Als der Umwelt und dem Klima wohlgesonnener Mensch hat man es ja nicht immer leicht: War der Kerzenschein zur Weihnachtszeit auch noch so herzerwärmend, bei Licht betrachtet sind alle Nicht-Bienenwachskerzen ökologisch bedenkliche Freudenspender. Die von den Feiertagen verbliebenen Kerzenreste und -stummel sollten daher nicht einfach so im Müll landen.

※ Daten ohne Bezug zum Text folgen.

PR #801, opened 2023-05-19
Support for multi-byte column names when splitting queries

TakuyaKurimoto:
Hello !
Query splitting does not work well when column names contain multibyte characters.
Here is an example of a table schema that causes problems.
```
create_table :topics, force: :cascade do |t|
    t.string 'あいう'  
end
```


jkowens:
Nice, thank you!

jkowens:
Finally released in v1.5.0 🎉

20 Kerzen für vier Euro, 100 Teelichter für 2,99 Euro – finanziell gesehen sind Kerzen günstig zu haben. Doch unter Umweltgesichtspunkten sieht das anders aus. Am schlechtesten schneidet Paraffin als Kerzenrohstoff ab: Es wird aus Erdöl gewonnen und bei seiner Herstellung kommen Schwefelsäure und zahlreiche weitere umweltschädliche Stoffe zum Einsatz. Etwas besser schneiden Kerzen auf Stearinbasis ab. Stearin besteht aus pflanzlichen, also nachwachsenden Rohstoffen. Zusatznutzen: Die Kerzen rußen weniger und brennen schöner. Der Pferdefuß bei Stearinkerzen: Sie enthalten häufig Palmöl. Teile des Regenwaldes werden zum Palmölanbau gerodet. Als Bio-Kerzen dürfen daher nur Stearinkerzen bezeichnet werden, die aus nachhaltig angebautem Palmöl hergestellt werden.
 
Eine attraktive Variante ist Bienenwachs. Bienen schwitzen zum Bau ihrer Behausung Wachsplättchen aus und bauen Waben. Bei der Honigernte und Völkerpflege von Imkereien fällt immer wieder Wachs an, dass für die Kerzenproduktion genutzt werden kann. Kerzen-Rohstoffe sind also kostbar. Es lohnt sich, Kerzenstummel in neue Kerzen zu verwandeln. Außerdem kann man die Umwelt bereits schonen, wenn man Kerzen ohne Alu- und Kunststoffhüllen verwendet. Und vielleicht kann Hummel Sie ja zu einem Oster-Projekt motivieren?